Required work: Examine the data below and state how many lines contain "need", offering no other words.

####

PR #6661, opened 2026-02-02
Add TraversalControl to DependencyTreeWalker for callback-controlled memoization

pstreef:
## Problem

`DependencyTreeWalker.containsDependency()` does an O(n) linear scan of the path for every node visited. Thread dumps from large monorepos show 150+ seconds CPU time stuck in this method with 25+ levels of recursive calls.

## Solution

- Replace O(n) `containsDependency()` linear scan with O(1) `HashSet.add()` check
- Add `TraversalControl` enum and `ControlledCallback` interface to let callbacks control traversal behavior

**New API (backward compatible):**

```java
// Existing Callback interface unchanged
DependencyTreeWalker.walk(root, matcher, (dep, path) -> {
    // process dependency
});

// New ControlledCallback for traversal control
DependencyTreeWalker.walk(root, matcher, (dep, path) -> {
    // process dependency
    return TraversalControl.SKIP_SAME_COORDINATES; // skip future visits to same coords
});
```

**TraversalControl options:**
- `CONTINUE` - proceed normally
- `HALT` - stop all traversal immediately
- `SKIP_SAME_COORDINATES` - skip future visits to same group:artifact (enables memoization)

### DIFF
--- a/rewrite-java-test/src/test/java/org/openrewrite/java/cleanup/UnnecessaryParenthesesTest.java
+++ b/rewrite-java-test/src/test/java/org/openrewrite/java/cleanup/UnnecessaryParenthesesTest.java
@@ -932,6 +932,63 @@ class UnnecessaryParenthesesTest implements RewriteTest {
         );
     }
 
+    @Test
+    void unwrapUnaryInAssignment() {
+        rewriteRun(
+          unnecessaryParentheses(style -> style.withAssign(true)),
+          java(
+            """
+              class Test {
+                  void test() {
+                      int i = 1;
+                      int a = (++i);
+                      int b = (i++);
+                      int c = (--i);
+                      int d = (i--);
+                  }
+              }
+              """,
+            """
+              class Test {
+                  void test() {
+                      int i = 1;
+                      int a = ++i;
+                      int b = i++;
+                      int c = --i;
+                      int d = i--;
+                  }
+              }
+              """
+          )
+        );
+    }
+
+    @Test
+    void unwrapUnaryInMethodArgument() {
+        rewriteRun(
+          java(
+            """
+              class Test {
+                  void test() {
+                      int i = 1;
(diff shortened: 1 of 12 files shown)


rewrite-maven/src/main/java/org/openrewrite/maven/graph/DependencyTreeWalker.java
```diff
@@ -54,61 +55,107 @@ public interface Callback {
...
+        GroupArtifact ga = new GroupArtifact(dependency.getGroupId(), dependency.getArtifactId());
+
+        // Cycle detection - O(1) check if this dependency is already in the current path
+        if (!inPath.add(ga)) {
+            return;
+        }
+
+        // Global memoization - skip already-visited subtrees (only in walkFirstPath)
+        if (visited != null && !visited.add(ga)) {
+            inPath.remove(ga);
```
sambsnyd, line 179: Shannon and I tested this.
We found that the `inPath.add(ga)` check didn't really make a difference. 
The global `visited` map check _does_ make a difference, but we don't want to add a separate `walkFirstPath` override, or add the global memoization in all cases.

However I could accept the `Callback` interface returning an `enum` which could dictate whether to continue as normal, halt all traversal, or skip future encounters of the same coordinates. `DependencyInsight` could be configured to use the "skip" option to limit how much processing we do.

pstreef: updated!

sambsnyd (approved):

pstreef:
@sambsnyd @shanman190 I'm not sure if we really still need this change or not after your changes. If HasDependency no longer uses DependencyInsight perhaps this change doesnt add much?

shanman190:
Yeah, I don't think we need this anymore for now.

####

Exercise result: 2